» What you have to do: Copy the lines exactly. Begin at the first line of the data and stop after the line with "solve for e10*e32.**.".

*** Opening Dataset records ***

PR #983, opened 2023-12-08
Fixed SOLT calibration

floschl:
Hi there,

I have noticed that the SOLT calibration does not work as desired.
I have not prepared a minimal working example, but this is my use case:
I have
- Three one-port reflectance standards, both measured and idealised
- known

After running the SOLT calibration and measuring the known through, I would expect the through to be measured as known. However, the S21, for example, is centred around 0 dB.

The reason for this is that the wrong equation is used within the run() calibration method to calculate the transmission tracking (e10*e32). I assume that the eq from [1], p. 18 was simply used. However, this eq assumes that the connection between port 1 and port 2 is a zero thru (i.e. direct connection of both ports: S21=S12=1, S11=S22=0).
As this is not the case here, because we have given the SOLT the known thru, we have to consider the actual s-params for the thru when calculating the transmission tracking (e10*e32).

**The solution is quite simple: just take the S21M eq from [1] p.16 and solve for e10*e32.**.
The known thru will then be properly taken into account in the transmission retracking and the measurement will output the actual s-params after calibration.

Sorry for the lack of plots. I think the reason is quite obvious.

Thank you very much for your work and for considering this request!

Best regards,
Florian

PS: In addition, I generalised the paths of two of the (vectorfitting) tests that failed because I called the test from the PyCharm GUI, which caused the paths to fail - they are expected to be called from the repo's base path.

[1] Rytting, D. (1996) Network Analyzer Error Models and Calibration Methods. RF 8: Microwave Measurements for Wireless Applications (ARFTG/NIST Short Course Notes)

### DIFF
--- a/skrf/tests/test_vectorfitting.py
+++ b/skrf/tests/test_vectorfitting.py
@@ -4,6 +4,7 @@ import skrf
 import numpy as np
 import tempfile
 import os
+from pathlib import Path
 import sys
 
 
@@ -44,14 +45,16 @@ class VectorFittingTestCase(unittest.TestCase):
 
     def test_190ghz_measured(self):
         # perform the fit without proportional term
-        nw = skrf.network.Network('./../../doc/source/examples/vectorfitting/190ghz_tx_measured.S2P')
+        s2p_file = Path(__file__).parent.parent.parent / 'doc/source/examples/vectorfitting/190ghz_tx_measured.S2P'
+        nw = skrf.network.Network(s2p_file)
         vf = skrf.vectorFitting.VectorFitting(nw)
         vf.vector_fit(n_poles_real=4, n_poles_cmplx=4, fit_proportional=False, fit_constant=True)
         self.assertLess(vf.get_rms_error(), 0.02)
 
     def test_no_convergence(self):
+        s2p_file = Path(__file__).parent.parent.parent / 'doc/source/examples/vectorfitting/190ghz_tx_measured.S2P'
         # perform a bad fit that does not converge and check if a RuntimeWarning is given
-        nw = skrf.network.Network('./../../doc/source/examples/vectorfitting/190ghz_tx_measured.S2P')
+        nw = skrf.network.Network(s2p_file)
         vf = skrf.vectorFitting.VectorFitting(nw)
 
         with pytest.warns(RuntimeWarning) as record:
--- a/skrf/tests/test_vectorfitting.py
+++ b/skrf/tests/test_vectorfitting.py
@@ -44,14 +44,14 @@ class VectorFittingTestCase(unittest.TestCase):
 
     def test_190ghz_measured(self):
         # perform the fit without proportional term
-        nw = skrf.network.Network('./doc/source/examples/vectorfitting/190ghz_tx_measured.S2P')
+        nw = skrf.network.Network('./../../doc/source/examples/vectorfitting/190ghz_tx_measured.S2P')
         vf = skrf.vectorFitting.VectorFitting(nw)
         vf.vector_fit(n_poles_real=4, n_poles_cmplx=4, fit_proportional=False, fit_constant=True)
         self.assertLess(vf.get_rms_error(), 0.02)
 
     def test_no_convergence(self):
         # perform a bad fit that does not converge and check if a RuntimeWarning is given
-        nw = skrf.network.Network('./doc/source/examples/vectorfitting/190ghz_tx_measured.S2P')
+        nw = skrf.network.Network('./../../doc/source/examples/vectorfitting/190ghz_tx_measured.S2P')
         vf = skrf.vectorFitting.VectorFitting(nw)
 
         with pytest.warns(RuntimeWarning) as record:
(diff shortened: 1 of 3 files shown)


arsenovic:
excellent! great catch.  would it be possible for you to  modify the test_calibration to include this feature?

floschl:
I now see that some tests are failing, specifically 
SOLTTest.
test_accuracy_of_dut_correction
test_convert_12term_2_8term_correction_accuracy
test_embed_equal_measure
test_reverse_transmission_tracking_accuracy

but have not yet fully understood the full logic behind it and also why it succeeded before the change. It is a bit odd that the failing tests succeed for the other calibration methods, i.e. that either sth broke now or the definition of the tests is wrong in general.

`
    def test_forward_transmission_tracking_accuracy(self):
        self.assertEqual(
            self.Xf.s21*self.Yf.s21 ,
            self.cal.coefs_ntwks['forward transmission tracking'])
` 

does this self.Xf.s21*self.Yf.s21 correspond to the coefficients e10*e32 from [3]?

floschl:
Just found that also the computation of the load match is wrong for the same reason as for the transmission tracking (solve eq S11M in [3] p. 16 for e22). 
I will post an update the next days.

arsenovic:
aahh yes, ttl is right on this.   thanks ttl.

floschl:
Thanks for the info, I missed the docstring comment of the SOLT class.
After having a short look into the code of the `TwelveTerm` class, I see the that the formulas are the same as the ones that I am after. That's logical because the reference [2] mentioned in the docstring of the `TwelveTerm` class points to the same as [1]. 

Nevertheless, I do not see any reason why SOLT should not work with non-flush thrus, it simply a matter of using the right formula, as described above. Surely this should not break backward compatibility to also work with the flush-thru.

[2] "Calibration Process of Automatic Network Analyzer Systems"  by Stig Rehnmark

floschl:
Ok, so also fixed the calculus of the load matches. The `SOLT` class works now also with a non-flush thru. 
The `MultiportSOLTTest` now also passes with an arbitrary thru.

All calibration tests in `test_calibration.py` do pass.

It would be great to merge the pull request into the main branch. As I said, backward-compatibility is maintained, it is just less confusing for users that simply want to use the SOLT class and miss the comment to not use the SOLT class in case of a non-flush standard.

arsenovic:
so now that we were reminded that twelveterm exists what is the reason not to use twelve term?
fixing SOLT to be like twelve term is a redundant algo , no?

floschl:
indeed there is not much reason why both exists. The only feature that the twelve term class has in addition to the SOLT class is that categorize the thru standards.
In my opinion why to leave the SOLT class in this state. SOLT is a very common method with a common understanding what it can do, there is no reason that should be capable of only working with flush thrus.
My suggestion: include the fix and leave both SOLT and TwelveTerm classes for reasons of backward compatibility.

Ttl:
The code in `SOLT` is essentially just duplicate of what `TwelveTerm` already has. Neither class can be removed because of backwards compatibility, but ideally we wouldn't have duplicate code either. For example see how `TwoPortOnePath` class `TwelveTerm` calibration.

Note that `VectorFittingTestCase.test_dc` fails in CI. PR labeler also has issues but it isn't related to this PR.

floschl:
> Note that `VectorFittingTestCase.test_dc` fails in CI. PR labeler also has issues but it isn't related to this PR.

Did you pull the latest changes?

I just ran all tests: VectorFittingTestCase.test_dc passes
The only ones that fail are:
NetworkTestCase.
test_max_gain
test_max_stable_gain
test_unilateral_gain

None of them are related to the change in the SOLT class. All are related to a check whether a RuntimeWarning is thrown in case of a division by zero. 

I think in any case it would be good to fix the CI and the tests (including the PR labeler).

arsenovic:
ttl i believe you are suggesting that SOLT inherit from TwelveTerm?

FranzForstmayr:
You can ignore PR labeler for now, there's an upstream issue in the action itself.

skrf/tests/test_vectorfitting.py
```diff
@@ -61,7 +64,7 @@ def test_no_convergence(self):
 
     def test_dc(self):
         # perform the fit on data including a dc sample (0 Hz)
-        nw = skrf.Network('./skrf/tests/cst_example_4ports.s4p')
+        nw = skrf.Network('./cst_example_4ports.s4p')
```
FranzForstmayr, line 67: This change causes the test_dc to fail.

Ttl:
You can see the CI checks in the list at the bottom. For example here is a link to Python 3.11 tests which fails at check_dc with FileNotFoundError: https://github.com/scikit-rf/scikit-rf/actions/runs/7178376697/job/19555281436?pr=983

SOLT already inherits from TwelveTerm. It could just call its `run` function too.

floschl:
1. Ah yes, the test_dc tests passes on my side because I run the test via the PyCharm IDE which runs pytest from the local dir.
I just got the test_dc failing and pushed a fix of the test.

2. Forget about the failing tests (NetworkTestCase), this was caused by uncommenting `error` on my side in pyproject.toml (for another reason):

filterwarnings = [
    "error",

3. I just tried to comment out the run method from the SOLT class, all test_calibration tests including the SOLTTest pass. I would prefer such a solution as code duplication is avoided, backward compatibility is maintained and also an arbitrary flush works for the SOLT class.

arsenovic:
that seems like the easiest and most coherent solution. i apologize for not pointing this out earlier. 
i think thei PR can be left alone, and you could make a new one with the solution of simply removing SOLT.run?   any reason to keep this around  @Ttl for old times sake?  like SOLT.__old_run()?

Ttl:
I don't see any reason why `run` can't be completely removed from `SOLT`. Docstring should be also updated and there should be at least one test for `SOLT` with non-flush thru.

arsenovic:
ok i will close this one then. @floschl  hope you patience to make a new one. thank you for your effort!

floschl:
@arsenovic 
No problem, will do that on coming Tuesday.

*** Closing Dataset records ***

» Problem solution:
PR #983, opened 2023-12-08
Fixed SOLT calibration

floschl:
Hi there,

I have noticed that the SOLT calibration does not work as desired.
I have not prepared a minimal working example, but this is my use case:
I have
- Three one-port reflectance standards, both measured and idealised
- known

After running the SOLT calibration and measuring the known through, I would expect the through to be measured as known. However, the S21, for example, is centred around 0 dB.

The reason for this is that the wrong equation is used within the run() calibration method to calculate the transmission tracking (e10*e32). I assume that the eq from [1], p. 18 was simply used. However, this eq assumes that the connection between port 1 and port 2 is a zero thru (i.e. direct connection of both ports: S21=S12=1, S11=S22=0).
As this is not the case here, because we have given the SOLT the known thru, we have to consider the actual s-params for the thru when calculating the transmission tracking (e10*e32).

**The solution is quite simple: just take the S21M eq from [1] p.16 and solve for e10*e32.**.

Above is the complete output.